Look below for the line containing "This PR removes"; from there, print each line exactly up to and including the line containing "if description is", and stop.

•••

PR #2143, opened 2025-10-23
fix: don't cache secrets in Ops

dimaqq:
This PR removes the "shared secret metadata cache".

Specific changes:
- direct hook command calls on Juju 3.6 and later
- read-modify-write sequence for Juju 3.5 and earlier
- the logic moved from model to the model backend
- unit tests updated
- integration tests pass as is

Open questions and comments:
- what other areas should be tested?
- what kinds of additional integration tests could be helpful?
- please check Secret object instantiation carefully

Ref #1536

### DIFF
--- a/ops/model.py
+++ b/ops/model.py
@@ -3981,14 +3981,17 @@ class _ModelBackend:
         if self._juju_context.version < '3.6':
             # Older Juju series don't coalesce multiple secret updates within a hook.
             # To work around that, we perform a smart read-modify-write cycle.
+            # See https://bugs.launchpad.net/juju/+bug/2081034 for details.
             if content is None:
                 content = self.secret_get(id=id, peek=True)
             if description is None or expire is None or rotate is None or label is None:
+                # Metadata fix is needed for Juju < 3.6 or < 3.5.5
                 info = self.secret_info_get(id=id)
                 description = description or info.description
                 expire = expire or info.expires
                 rotate = rotate or info.rotation
-                label = label or info.label  # The label fix needed for Juju < 3.5
+                # The label fix is needed for Juju < 3.5
+                label = label or info.label
         with self._wrap_hookcmd(
             'secret-set',
             id=id,


ops/model.py
```diff
@@ -1533,24 +1522,13 @@ def set_content(self, content: dict[str, str]):
...
             typing.cast('str', self.id),
             content=content,
-            label=cached_data.get('label'),
-            description=cached_data.get('description'),
-            expire=expire,
-            rotate=cached_data.get('rotate'),
+            label=None,
+            description=None,
+            expire=None,
+            rotate=None,
```
tonyandrewmeyer: `None` is the default, so we could just leave out these lines, no?

ops/model.py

•••

ANSWER SPACE »
This PR removes the "shared secret metadata cache".

Specific changes:
- direct hook command calls on Juju 3.6 and later
- read-modify-write sequence for Juju 3.5 and earlier
- the logic moved from model to the model backend
- unit tests updated
- integration tests pass as is

Open questions and comments:
- what other areas should be tested?
- what kinds of additional integration tests could be helpful?
- please check Secret object instantiation carefully

Ref #1536

### DIFF
--- a/ops/model.py
+++ b/ops/model.py
@@ -3981,14 +3981,17 @@ class _ModelBackend:
         if self._juju_context.version < '3.6':
             # Older Juju series don't coalesce multiple secret updates within a hook.
             # To work around that, we perform a smart read-modify-write cycle.
+            # See https://bugs.launchpad.net/juju/+bug/2081034 for details.
             if content is None:
                 content = self.secret_get(id=id, peek=True)
             if description is None or expire is None or rotate is None or label is None:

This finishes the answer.